Starting with the first line, transcribe the material exactly through to the last.
===== Data extract
PR #837, opened 2024-11-07
CRM457-2216 pt 2: Talk to app store synchronously

patrick-laa:
## Description of change
As part of moving towards the caseworker app pushing/pulling to/from the app store directly rather than working with its local database and only occasionally syncing it, start making app store calls synchronous instead of async. This shouldn't have a noticeable performance impact, and reduces the number of edge cases where the 2 data stores can get out of sync.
==========
• **Reply to the task**
PR #837, opened 2024-11-07
CRM457-2216 pt 2: Talk to app store synchronously

patrick-laa:
## Description of change
As part of moving towards the caseworker app pushing/pulling to/from the app store directly rather than working with its local database and only occasionally syncing it, start making app store calls synchronous instead of async. This shouldn't have a noticeable performance impact, and reduces the number of edge cases where the 2 data stores can get out of sync.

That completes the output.